EXERCISE PROMPT:
Your answer should be the line that contains "### Expected behavior" and each line after it, restated word for word through the final line of the entries.

━━ RECORDS SUPPLIED

PR #8119, opened 2022-04-05
Fix potential Ukrainian flag CSS conflicts

mourner:
Fixes an attribution issue reported in https://github.com/Leaflet/Leaflet/discussions/8044#discussioncomment-2508676.

### DIFF
--- a/dist/leaflet.css
+++ b/dist/leaflet.css
@@ -423,6 +423,9 @@ svg.leaflet-image-layer.leaflet-interactive path {
 .leaflet-control-attribution a:focus {
 	text-decoration: underline;
 	}
+.leaflet-control-attribution svg {
+	display: inline !important;
+	}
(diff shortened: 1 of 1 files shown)


dist/leaflet.css
```diff
@@ -423,6 +423,9 @@ svg.leaflet-image-layer.leaflet-interactive path {
 .leaflet-control-attribution a:focus {
 	text-decoration: underline;
 	}
+.leaflet-control-attribution svg {
```
Malvoz, line 426: We could give it a unique class, but how often do people use SVGs in their attribution, and change their `display`?

Malvoz (approved):

dist/leaflet.css
Malvoz: (as this would override other SVGs in the attribution that have their `display` set to other than `inline`)

Issue #9291, opened 2024-03-09
leafletjs.com welcome banner dead URLs


horseDeveloper:
### Checklist

- [X] I've looked at the [documentation](https://leafletjs.com/reference.html) to make sure the behavior isn't documented and expected.
- [X] I'm sure this is an issue with Leaflet, not with my app or other dependencies (Angular, Cordova, React, etc.).
- [X] I've searched through the [current issues](https://github.com/Leaflet/Leaflet/issues) to make sure this hasn't been reported yet.
- [X] I agree to follow the [Code of Conduct](https://github.com/Leaflet/Leaflet/blob/main/CODE_OF_CONDUCT.md) that this project adheres to.

### Steps to reproduce

The first time you visit leafletjs.com (or just clear cookies and site data + refresh page).
The 2nd to last line reads: 
"It is chilling to see Leaflet being used for [documenting Russia’s war crimes](https://ukraine.bellingcat.com/), [factual reporting of the war](https://liveuamap.com/) and for coordination of humanitarian efforts [in Romania](https://refugees.ro/) and [in Poland](https://dopomoha.pl/). We commend these uses of Leaflet." 
The last two URLs are dead. 

### Expected behavior

- Remove the dead URLs?
- Separate the last 2 URLs and put them under "archived projects"?
- Put archive.org URLs?

### Current behavior

See above.

### Environment

- Leaflet version: 
- Browser (with version): Firefox 123.0.1 (64-bit)
- OS/Platform (with version): Windows 10

Falke-Design:
Thank you for reporting.

@mourner do you have some other links that you want to add instead?

mourner:
Maybe just replace "[in Romania](https://refugees.ro/) and [in Poland](https://dopomoha.pl/)" with "across Europe" without a link. We can add something back later. Not sure what happened to those two websites.

Malvoz:
Fixed in https://github.com/Leaflet/Leaflet/pull/9305.

PR #9305, opened 2024-03-28
remove dead links

Hubda987:
Removes dead links as specified in https://github.com/Leaflet/Leaflet/issues/9291


mourner (changes requested):
Also needs similar change in https://github.com/Leaflet/Leaflet/blob/main/docs/dialog/index.md

Hubda987:
> Also needs similar change in https://github.com/Leaflet/Leaflet/blob/main/docs/dialog/index.md

Thanks, I changed the index.md file as well.

mourner (approved):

━━━━

ANSWER AREA:
### Expected behavior

- Remove the dead URLs?
- Separate the last 2 URLs and put them under "archived projects"?
- Put archive.org URLs?

### Current behavior

See above.

### Environment

- Leaflet version: 
- Browser (with version): Firefox 123.0.1 (64-bit)
- OS/Platform (with version): Windows 10

Falke-Design:
Thank you for reporting.

@mourner do you have some other links that you want to add instead?

mourner:
Maybe just replace "[in Romania](https://refugees.ro/) and [in Poland](https://dopomoha.pl/)" with "across Europe" without a link. We can add something back later. Not sure what happened to those two websites.

Malvoz:
Fixed in https://github.com/Leaflet/Leaflet/pull/9305.

PR #9305, opened 2024-03-28
remove dead links

Hubda987:
Removes dead links as specified in https://github.com/Leaflet/Leaflet/issues/9291


mourner (changes requested):
Also needs similar change in https://github.com/Leaflet/Leaflet/blob/main/docs/dialog/index.md

Hubda987:
> Also needs similar change in https://github.com/Leaflet/Leaflet/blob/main/docs/dialog/index.md

Thanks, I changed the index.md file as well.

mourner (approved):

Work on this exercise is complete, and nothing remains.